Bose–Einstein condensate haloes embedded in dark energy

¹ Departamento de Física Teórica, Universidad de Zaragoza, 50009 Zaragoza, Spain
e-mail: membrado@unizar.es
² BIFI, Instituto de Biofísica y Física de Sistemas Complejos, Universidad de Zaragoza, 50009 Zaragoza, Spain
e-mail: amalio@unizar.es

Received: 26 June 2017
Accepted: 8 December 2017

Abstract

Context. We have studied clusters of self-gravitating collisionless Newtonian bosons in their ground state and in the presence of the cosmological constant to model dark haloes of dwarf spheroidal (dSph) galaxies.

Aims. We aim to analyse the influence of the cosmological constant on the structure of these systems. Observational data of Milky Way dSph galaxies allow us to estimate the boson mass.

Methods. We obtained the energy of the ground state of the cluster in the Hartree approximation by solving a variational problem in the particle density. We have also developed and applied the virial theorem. Dark halo models were tested in a sample of 19 galaxies.

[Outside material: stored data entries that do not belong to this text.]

PR #1238, opened 2018-11-09
Odd behaviour of non-quoted parameter values

alansingfield:
CREATE PROC demo_1
    @arg nvarchar(10)
AS
BEGIN
    SELECT @arg
END
GO

DECLARE @message nvarchar(10) = 'hello';
EXEC demo_1 message
EXEC demo_1 @message

----------
message

----------
hello

Accidentally omitting the @ from a variable name causes EXEC to treat the text supplied as an nvarchar string.
I would hope that this feature could be deprecated as it causes much confusion!

### DIFF
--- a/docs/t-sql/language-elements/execute-transact-sql.md
+++ b/docs/t-sql/language-elements/execute-transact-sql.md
@@ -230,6 +230,8 @@ Execute a character string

Galaxy radii, 3D deprojected half-light radii, mass enclosed within them, and luminosity-weighted averages of the square of line-of-sight velocity dispersions are used to estimate the particle mass.

Results. Cosmological constant repulsive effects are embedded in one parameter ξ. They are appreciable for ξ > 10⁻⁵. Bound structures appear for ξ ≤ ξ_c = 1.65 × 10⁻⁴, what imposes a lower bound for cluster masses as a function of the particle mass. In principle, these systems present tunnelling through a potential barrier; however, after estimating their mean lifes, we realize that their existence is not affected by the age of the Universe. When Milky Way dSph galaxies are used to test the model, we obtain 3.5_−1.0^+1.3 × 10⁻²² eV for the particle mass and a lower limit of 5.1_−2.8^+2.2 × 10⁶ M_⊙ for bound haloes.

Conclusions. Our estimation for the boson mass is in agreement with other recent results which use different methods. From our particle mass estimation, the treated dSph galaxies would present dark halo masses ~5–11 ×10⁷ M_⊙. With these values, they would not be affected by the cosmological constant (ξ < 10⁻⁸). However, dark halo masses smaller than 10⁷ M_⊙ (ξ > 10⁻⁵) would already feel their effects. Our model that includes dark energy allows us to deal with these dark haloes. Assuming quantities averaged in the sample of galaxies, 10⁻⁵ < ξ ≤ ξ_c dark haloes would contain stars up to ~8–15 kpc with luminosities ~9–4 ×10³ L_⊙. Then, their observation would be complicated. The comparison of our lower bound for dark halo masses with other bounds based on different arguments, leads us to think that the cosmological constant is actually the responsible of limiting the halo mass.